PR #369, opened 2026-07-02
fix(scene): normalize indexed filenames on read

YOMXXX:
## Summary
- normalize filenames loaded from `.metadata/scene_index.json`
- prevent stale or malformed scene metadata from feeding path segments to downstream readers/navigation
- add a regression test for `../../secret.md` metadata filenames

## Why
`scene_index.json` is normally generated by `syncSceneIndex()`, but stale/corrupt metadata can be consumed by persona generation and recall navigation. Normalizing on read keeps downstream code operating on safe single-segment scene filenames.

## Tests
- `npm test -- src/core/scene/scene-index.test.ts`
- `npm test`
- `npm run build`
- `git diff --check`

### DIFF
--- a/src/core/scene/scene-index.test.ts
+++ b/src/core/scene/scene-index.test.ts
@@ -1,0 +1,45 @@
+import { mkdtemp, mkdir, rm, writeFile } from "node:fs/promises";
+import { tmpdir } from "node:os";
+import path from "node:path";
+
+import { afterEach, describe, expect, it } from "vitest";
+
+import { readSceneIndex } from "./scene-index.js";
+
+const tempDirs: string[] = [];
+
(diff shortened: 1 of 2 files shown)


Maxwell-Code07:
Thanks for your attention! We’ll review this and get back to you as soon as possible.

YOMXXX:
Ready triage note: I checked this with the path-boundary group.

This PR is not a duplicate of #368 or the offload path-boundary fixes. #369 covers filenames loaded from `.metadata/scene_index.json`; #368 covers remote profile filenames before writing pulled scene blocks. These are adjacent but distinct read/write boundaries.

I did not find merge-order conflicts for this PR in the path-boundary group.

***

EXERCISE INSTRUCTIONS:
Transcribe every record. Match each line exactly.

FINAL ANSWER:
PR #369, opened 2026-07-02
fix(scene): normalize indexed filenames on read

YOMXXX:
## Summary
- normalize filenames loaded from `.metadata/scene_index.json`
- prevent stale or malformed scene metadata from feeding path segments to downstream readers/navigation
- add a regression test for `../../secret.md` metadata filenames

## Why
`scene_index.json` is normally generated by `syncSceneIndex()`, but stale/corrupt metadata can be consumed by persona generation and recall navigation. Normalizing on read keeps downstream code operating on safe single-segment scene filenames.

## Tests
- `npm test -- src/core/scene/scene-index.test.ts`
- `npm test`
- `npm run build`
- `git diff --check`

### DIFF
--- a/src/core/scene/scene-index.test.ts
+++ b/src/core/scene/scene-index.test.ts
@@ -1,0 +1,45 @@
+import { mkdtemp, mkdir, rm, writeFile } from "node:fs/promises";
+import { tmpdir } from "node:os";
+import path from "node:path";
+
+import { afterEach, describe, expect, it } from "vitest";
+
+import { readSceneIndex } from "./scene-index.js";
+
+const tempDirs: string[] = [];
+
(diff shortened: 1 of 2 files shown)


Maxwell-Code07:
Thanks for your attention! We’ll review this and get back to you as soon as possible.

YOMXXX:
Ready triage note: I checked this with the path-boundary group.

This PR is not a duplicate of #368 or the offload path-boundary fixes. #369 covers filenames loaded from `.metadata/scene_index.json`; #368 covers remote profile filenames before writing pulled scene blocks. These are adjacent but distinct read/write boundaries.

I did not find merge-order conflicts for this PR in the path-boundary group.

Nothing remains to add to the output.